Equine Practitioners Association, Inc., Appellant,
v.
New York State Racing and Wagering Board, Respondent.
Court of Appeals of the State of New York.
Submitted October 8, 1985. Decided November 12, 1985.Joseph A. Faraldo and Esther Chyzyk Bernheim for appellant.
Robert Abrams, Attorney-General (Arnold D. Fleischer and Robert Hermann of counsel), for respondent.
Chief Judge WACHTLER and Judges JASEN, MEYER, KAYE and TITONE concur; Judges SIMONS and ALEXANDER taking no part.
*789MEMORANDUM.
The order of the Appellate Division should be modified, without costs, in accordance with the memorandum herein, and, as so modified, affirmed.

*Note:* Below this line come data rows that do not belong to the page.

PR #4, opened 2021-05-20
Added basic Eco Server Module for AMP v2.1.1.4

stroskler:
Added basic Module for the game `Eco`

thankfull for any feedback. This configuration already works on my self-hosted AMP Instance


gOOvER:
There should be any Information, that the Server needs DotNet5 ;)

stroskler:
> 
> 
> There should be any Information, that the Server needs DotNet ;)

There are no additional needs since its installed with the steamcmd. I do not have to install additional packages. Could you clarify what exactly you mean?

stroskler:
> 
> 
> > > There should be any Information, that the Server needs DotNet ;)
> > 
> > 
> > There are no additional needs since its installed with the steamcmd. I do not have to install additional packages. Could you clarify what exactly you mean?
> 
> The Linux Version need DotNet on Server installed. Doesn Matter if it's installed by steam. DotNet5 is recommended. Mono is not longer supported since Eco 9.
> 
> I wrote and maintain the Egg for Pterodactyl Gamepanel, so i had some discussions with the Devs after Eco 9 release.
> 
> Info's about DotNet Linux: https://docs.microsoft.com/en-us/dotnet/core/install/linux

After re-checking the installed Ubuntu20 within the AMP configuration there is no `dotnet` installed. The only packages relating to microsoft are
```
ii  libgcab-1.0-0:amd64                 1.4-1                                 amd64        Microsoft Cabinet file manipulation library
ii  libmspack0:amd64                    0.10.1-2                              amd64        library for Microsoft compression formats (shared library)
ii  shim-signed                         1.40.4+15+1552672080.a4a1fbe-0ubuntu2 amd64        Secure Boot chain-loading bootloader (Microsoft-signed binary)
```

gOOvER:
The Net Runtimes are needed

stroskler:
Since this is not provided as readme and a fork of the `Template` i would deliver an additional  README or update the existing one. Any other suggestions?

PhonicUK:
Could you send this to http://github.com/CubeCoders/AMPTemplates instead please?

stroskler:
@PhonicUK correct me if i am wrong but it already is in the desired repository?

PhonicUK:
My bad! This is indeed the correct place. However the README should be omitted so it's purely a kvp and json - any extra steps should be listed in a Wiki article.

PhonicUK:
Also the command line flags aren't included properly. You're probably missing {{$FormattedArgs}}

stroskler:
if there are still missing options or configuration errors please let me know or advise me how to improve the module

PhonicUK:
* The world name is listed in your command line args, but has no presence in the JSON settings file.

Also can you as a sanity check validate that changing the settings in the user interface results in the expected change in-game?

PhonicUK:
Hey, any updates on this?

stroskler:
@PhonicUK there is still the problem, that the module is not well to configure. The most parameter will not work. It is only possible to spawn a single server instance. If you want to have to servers running beside manual changes needs to be done. I am already checking for updates on the server module from the publisher

PhonicUK:
What changes normally need to be made to make this behave?

stroskler:
To really change any game settings you need to edit manually the files which get generated after the initial server installation. They get created in `.ampinstances\[NAME]\Eco\SteamID\config\` the changes are permanent but cannot be templated or controlled initially modified AMP. The binary file has no parameter to set these settings. Maybe in future server releases more options are avaiable

PhonicUK:
I'll have to exclude it for now then since it won't be turnkey, what format is the config file? I'm looking at making Generic able to read/write config files.

stroskler:
the config directory looks like
image

and the config itself:
image

Maltazar:
I would very much like this template to, any progress in its making?

PhonicUK:
@stroskler Generic can produce config files these days, so you should be able to continue.

remy99c:
want to add to this that as of Aug 20 ECO supports RCON https://wiki.play.eco/en/RCON

PhonicUK:
Looks like they're using the Source RCON protocol which is nice to see.

stroskler:
Maybe in the near future I find the time to finish the addon . Sorry for the delay

PR #6, opened 2021-10-05
Avorion Dedicated Server

Shinynecrid:
Linux only for now. Windows to be added at a later date.


gOOvER:
sames as #7 ?

Shinynecrid:
> same as #7 ?

I submitted a bad first pull. It was fixed in 7

PR #9, opened 2021-11-06
Add BrokeProtocol Template

gOOvER:
Add BrokeProtocol Template


PhonicUK:
I wonder if this would run on Windows using WSL? I'll accept it as-is for now though.

gOOvER:
Sorry, i don't use AMP on Windows and can't test anything. I only create Servers for Linux

PR #10, opened 2021-11-06
Add Astroneer template

EkiciLP:


PhonicUK:
Have you tried running this using Proton? You can add Steam AppID 1580130 as an update stage that only applies to Linux.

PhonicUK:
Merging Windows only for now, but I'll try modifying it to accommodate Proton.

PR #14, opened 2021-12-22
Adding Sven Co-op

IceOfWraith:
This commit adds the ability to use Sven Co-op dedicated server utilizing the Generic Module.


IceOfWraith:
There was a bug with the regex. Undo!

PR #15, opened 2021-12-22
Add Sven Co-op

IceOfWraith:
This commit will add the Sven Co-op dedicated server utilizing the generic module.


xLeviNx:
Wow, you put a lot of work into this.

You don't think leaving a lot of these parameters to the server cfg file alone will suffice?

IceOfWraith:
That is always an option, but what would be the purpose of doing that? It seems AMP's goal is to make hosting easier by avoiding config files and providing a user interface.

-------- Original Message --------

PR #18, opened 2021-12-29
Add StarMade Module

IceOfWraith:
This adds StarMade Windows and Linux support. Currently all settings are managed in a single file with 188 settings. Once AutoMap receives new features to specify partial settings this will be added to the module as well.


PhonicUK:
Test comment to check discord integration.

PhonicUK:
Instead of calling it "Maximum RAM" - please refer to it as the Java heap size. Otherwise it can be misleading.

IceOfWraith:
Thanks for the recommendation. I've mirrored the other modules and submitted the change.

PR #25, opened 2022-01-08
Add Space Engineers

IceOfWraith:
This adds the config for the Space Engineers generic module including a base config file.


IceOfWraith:
I should note, this config will not work properly until this bug is addressed: [Checkbox InputType not working correctly in generic](https://github.com/CubeCoders/AMP/issues/536)

PR #26, opened 2022-01-09
Add tModLoader (draft)

jasperfirecai2:
Adds support for tModLoader using steamCMD. tModLoader64 can run on top of this but is not recommended due to its depedency on mono for linux, which would break AMP, and thus that kvp is not included


jasperfirecai2:
Draft to include updated checkboxes and beta release stream

PR #31, opened 2022-01-12
Update Space Engineers Generic to add Config Directory and Correct Checkboxes

IceOfWraith:
This commit adds the ConfigDirectory update step to Space Engineers generic template due to the directory not existing until the first server start.


IceOfWraith:
This should not be merged yet. I need to correct the checkbox values being reversed after the patch was put in.

IceOfWraith:
This one should be ready for publishing now. Sorry for any issues it's caused!

PR #32, opened 2022-01-14
Update Don't Starve Together Checkboxes

IceOfWraith:
Converted the checkboxes to match the latest format.


IceOfWraith:
I do not believe this one causes any issue for the game server. It is purely to clean up the code.

PR #72, opened 2022-02-14
Update Unturned steamclient.so method

IceOfWraith:
Changed Unturned to use the new environmental variable method rather than moving files.


Greelan (approved):
Thanks for the sleuthing on this. In my testing I can't detect a difference in the server operation - startup logs appear the same. I haven't tested with Maps.

Great if this means at least a couple of update stages can be removed!

PR #74, opened 2022-02-16
Fixed Craftopia Config

IceOfWraith:
Set the ConfigFormat to use quotes around all settings. I believe this was causing games with spaces in the name to be non-joinable. The strange part is you could set it back to having a space and it would work going forward.

Also set the ExitMethod to String and quit. The user must type yes following since there is no option to do two input commands to quit a server. CtrlC doesn't work in AMP on Windows for this game. And CtrlC doesn't work for this game on the Linux Terminal. OS_CLOSE ended in a kill.

Removed the config file and used the start/wait/stop update stages instead.


IceOfWraith:
Putting this as a comment so it's very clear what's going on with this one:
I believe that this game's dedicated server is the cause of the timeout issue. It is still in an early beta stage at this point. I have tried to recreate the problem and no matter what, I cannot now. After the first initial connection to any server it works from then on. The ini file is intended to not have quotes in this case given the examples at the top. There are other settings I've put in the GUI but do not seem to function in the server yet, things like "No Food", "No Death", etc. have no impact. You will die and you will be angry. Please contact the developer to have them fix their game.

PR #75, opened 2022-02-17
Create Stationeers Config

IceOfWraith:
This is the initial Stationeers generic config. The server functions well overall. The GUI settings appear to work as intended. I do not own this game and as such cannot test fully. I need someone to login and obtain the join/leave/chat console output so I can complete this one. Otherwise, I believe it should be finished.

Known issues:
The shutdown command does not work in Windows, only Linux using OS_Close. The server only allows commands to be put in through the web RCON otherwise.
Sleep mode fails to wake up: Related issue - https://github.com/CubeCoders/AMP/issues/587


IceOfWraith:
It turns out shutdown/sleep issues are due to running AMP as a service in Windows. This is not an issue with this config specifically.

IceOfWraith:
This was tested with the help of TK3062 on Discord. We did find direct IP connections do not seem to work but appears to be a game limitation. The server browser connected fine each time. Sleep mode is still an issue on Windows as a service. I've disabled sleep by default, but it is available for the user to enable.

PR #79, opened 2022-02-18
Add Killing Floor 2

IceOfWraith:
This is the beginning of the Killing Floor 2 config. It needs further settings added before release, but currently runs and can set the starting map.

Known issues:
The console does not connect as this starts a separate process: https://github.com/CubeCoders/AMP/issues/576
Cannot add all ports needed due to 3 port limitation: https://github.com/CubeCoders/AMP/issues/582


IceOfWraith:
I've determined the guide on the wiki is incorrect. There is no NTP port requirement for incoming connections (which makes sense), only external. So all ports are able to be assigned properly.

IceOfWraith:
This one is ready to test.

Created the settings needed for the metaconfig file. Added web management.  Only server start regex included due to only having player join regex otherwise. This would cause the player count to be off and there is no chat message either.

Console still has no output in Windows based on the above referenced issue.

IceOfWraith:
This was tested by FenixVale on Discord. Merging for now with the understanding that the console has no output in Windows as long as the bug persists.

PR #80, opened 2022-02-19
Unturned: update telnet login format

Greelan:
Needs to be specifically set to cater for new default


IceOfWraith (approved):
No issues found.

PR #87, opened 2022-02-23
Pavlov VR: Add server versions

Greelan:
In addition to default (public), can now select PC Beta, Shack Live or Shack RC


IceOfWraith (approved):
Works like a charm!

We reject plaintiff's challenge to the rules promulgated by defendant which govern the substances which may be administered to a horse within various time periods preceding a race. We agree with the Appellate Division, for the reasons stated in the opinion of Justice Sidney Asch (105 AD2d 215), that these rules are rationally related to, and authorized by, the statutory provisions they implement, and thus we affirm the declaration as to their validity. We do not reach plaintiff's challenge to those rules which authorize warrantless searches of all licensees anywhere on racetrack premises. In view of the concession by defendant that these rules do not apply to licensed veterinarians, who are exempt from the proscriptions which such searches are intended to enforce, plaintiff lacks standing to challenge, on the merits, the rules authorizing warrantless searches. Accordingly, we modify the order of the Appellate Division by deleting the declaration insofar as it relates to the rules as to warrantless searches.
Order modified, without costs, in accordance with the memorandum herein and, as so modified, affirmed.